▸ TASK TO CARRY OUT:
Start at the line in the entries below that contains "max_fd + 1, &rfds, NULL, NULL, &tv);", stop at the line that contains "ether42: Yep, I", and output exactly the lines in that span, both ends included.

▸ DATA SUPPLIED:
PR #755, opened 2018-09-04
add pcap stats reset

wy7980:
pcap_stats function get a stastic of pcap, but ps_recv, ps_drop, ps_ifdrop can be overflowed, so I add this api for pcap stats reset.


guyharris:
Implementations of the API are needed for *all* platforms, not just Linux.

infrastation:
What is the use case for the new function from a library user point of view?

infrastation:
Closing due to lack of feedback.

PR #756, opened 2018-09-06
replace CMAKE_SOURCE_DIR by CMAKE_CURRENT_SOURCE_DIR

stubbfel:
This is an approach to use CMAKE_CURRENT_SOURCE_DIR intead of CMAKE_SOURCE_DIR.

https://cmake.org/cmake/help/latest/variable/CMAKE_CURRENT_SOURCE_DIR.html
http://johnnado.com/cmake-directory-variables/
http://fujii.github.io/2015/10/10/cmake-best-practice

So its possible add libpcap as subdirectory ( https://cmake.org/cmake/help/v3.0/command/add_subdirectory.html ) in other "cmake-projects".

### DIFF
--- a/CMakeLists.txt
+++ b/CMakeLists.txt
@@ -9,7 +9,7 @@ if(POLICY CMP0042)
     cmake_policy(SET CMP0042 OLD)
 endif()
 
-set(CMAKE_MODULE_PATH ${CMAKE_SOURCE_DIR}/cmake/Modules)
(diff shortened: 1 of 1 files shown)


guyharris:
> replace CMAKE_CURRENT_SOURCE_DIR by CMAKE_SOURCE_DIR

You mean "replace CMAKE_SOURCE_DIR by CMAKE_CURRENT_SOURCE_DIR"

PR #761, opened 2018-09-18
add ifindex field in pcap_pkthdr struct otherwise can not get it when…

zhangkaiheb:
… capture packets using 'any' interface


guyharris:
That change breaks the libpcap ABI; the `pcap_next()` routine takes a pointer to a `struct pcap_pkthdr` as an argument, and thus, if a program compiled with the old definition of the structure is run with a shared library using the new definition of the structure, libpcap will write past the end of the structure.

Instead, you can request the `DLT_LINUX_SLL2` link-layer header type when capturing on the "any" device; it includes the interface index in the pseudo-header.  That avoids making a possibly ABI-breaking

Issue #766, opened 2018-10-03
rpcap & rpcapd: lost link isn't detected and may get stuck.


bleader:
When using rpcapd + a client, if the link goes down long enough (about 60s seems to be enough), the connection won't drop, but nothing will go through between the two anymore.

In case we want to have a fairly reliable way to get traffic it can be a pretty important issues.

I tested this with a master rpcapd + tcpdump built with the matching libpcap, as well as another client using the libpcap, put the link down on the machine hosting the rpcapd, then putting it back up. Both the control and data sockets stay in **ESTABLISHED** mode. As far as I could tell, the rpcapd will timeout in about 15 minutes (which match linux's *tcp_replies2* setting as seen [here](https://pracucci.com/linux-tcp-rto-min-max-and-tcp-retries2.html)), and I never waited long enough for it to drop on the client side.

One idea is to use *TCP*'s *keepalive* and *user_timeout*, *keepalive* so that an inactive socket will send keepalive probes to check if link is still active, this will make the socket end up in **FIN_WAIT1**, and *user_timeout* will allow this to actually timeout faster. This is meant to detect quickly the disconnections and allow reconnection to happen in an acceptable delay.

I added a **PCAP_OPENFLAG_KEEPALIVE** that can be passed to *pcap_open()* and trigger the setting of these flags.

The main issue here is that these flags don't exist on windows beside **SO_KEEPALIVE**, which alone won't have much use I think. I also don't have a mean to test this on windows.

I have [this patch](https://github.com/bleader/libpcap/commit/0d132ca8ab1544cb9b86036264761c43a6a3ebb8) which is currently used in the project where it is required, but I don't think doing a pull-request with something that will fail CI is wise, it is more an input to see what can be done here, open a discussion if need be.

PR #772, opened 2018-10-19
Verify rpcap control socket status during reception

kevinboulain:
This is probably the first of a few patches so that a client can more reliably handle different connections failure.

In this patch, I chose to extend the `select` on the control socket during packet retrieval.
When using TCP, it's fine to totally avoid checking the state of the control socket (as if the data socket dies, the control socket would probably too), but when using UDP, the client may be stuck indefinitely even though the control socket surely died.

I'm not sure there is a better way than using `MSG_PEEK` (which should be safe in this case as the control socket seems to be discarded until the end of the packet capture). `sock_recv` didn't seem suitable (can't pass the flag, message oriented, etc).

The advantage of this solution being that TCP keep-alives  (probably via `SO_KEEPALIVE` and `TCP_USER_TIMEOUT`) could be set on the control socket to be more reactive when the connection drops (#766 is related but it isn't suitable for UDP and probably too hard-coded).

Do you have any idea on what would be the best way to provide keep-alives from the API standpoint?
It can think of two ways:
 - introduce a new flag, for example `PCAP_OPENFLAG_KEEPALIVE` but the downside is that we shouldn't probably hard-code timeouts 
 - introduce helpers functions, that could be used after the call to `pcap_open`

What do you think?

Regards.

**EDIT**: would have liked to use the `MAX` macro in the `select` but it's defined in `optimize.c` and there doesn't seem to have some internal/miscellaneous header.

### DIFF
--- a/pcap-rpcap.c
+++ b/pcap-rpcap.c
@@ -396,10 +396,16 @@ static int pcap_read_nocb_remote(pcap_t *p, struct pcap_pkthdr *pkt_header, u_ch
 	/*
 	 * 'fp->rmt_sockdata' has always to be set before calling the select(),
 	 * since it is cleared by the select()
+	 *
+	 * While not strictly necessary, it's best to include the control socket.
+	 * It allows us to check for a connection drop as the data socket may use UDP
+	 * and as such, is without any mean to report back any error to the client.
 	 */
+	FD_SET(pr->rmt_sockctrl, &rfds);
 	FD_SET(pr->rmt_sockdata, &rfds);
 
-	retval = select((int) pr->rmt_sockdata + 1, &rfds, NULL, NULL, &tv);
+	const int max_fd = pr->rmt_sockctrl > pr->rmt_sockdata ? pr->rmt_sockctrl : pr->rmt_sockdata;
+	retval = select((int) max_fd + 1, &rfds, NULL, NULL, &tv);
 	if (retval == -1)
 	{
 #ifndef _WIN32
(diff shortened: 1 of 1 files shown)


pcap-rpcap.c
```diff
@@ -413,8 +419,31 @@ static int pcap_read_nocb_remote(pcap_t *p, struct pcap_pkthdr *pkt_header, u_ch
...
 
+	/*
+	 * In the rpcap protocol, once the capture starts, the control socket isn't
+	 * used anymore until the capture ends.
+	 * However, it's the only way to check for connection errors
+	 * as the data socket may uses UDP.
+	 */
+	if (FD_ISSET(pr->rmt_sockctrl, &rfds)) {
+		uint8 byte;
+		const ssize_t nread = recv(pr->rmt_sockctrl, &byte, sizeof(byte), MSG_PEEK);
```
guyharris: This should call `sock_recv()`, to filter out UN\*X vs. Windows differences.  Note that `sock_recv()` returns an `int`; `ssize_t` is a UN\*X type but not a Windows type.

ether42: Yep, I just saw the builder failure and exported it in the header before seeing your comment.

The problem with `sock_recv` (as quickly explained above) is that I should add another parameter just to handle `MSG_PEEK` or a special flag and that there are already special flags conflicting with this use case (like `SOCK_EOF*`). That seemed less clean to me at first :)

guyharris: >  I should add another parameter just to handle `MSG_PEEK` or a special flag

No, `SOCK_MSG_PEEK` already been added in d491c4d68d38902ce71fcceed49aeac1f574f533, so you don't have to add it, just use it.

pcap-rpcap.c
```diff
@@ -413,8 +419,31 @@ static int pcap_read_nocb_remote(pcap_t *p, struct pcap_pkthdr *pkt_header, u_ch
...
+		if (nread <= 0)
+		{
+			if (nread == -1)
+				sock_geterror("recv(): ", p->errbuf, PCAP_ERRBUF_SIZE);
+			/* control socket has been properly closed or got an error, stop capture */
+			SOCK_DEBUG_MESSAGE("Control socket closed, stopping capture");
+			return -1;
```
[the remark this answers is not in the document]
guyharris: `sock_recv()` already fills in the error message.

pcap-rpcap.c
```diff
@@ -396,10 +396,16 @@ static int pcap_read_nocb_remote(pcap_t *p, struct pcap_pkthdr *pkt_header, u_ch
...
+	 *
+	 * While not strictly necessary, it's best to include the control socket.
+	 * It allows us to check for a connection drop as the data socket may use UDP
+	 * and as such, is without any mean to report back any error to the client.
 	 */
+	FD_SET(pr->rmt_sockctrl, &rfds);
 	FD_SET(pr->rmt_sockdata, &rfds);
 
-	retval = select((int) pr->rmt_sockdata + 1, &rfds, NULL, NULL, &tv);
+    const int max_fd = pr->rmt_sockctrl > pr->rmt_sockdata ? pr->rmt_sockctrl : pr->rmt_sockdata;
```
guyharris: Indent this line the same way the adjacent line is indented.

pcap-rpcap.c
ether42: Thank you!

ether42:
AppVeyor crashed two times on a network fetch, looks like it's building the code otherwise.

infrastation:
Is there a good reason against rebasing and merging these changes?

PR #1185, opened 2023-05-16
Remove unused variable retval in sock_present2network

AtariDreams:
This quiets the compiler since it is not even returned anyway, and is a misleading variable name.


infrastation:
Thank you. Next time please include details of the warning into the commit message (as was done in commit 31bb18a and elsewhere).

▸ SOLUTION FOR THIS TASK:
+	retval = select((int) max_fd + 1, &rfds, NULL, NULL, &tv);
 	if (retval == -1)
 	{
 #ifndef _WIN32
(diff shortened: 1 of 1 files shown)


pcap-rpcap.c
```diff
@@ -413,8 +419,31 @@ static int pcap_read_nocb_remote(pcap_t *p, struct pcap_pkthdr *pkt_header, u_ch
...
 
+	/*
+	 * In the rpcap protocol, once the capture starts, the control socket isn't
+	 * used anymore until the capture ends.
+	 * However, it's the only way to check for connection errors
+	 * as the data socket may uses UDP.
+	 */
+	if (FD_ISSET(pr->rmt_sockctrl, &rfds)) {
+		uint8 byte;
+		const ssize_t nread = recv(pr->rmt_sockctrl, &byte, sizeof(byte), MSG_PEEK);
```
guyharris: This should call `sock_recv()`, to filter out UN\*X vs. Windows differences.  Note that `sock_recv()` returns an `int`; `ssize_t` is a UN\*X type but not a Windows type.

ether42: Yep, I just saw the builder failure and exported it in the header before seeing your comment.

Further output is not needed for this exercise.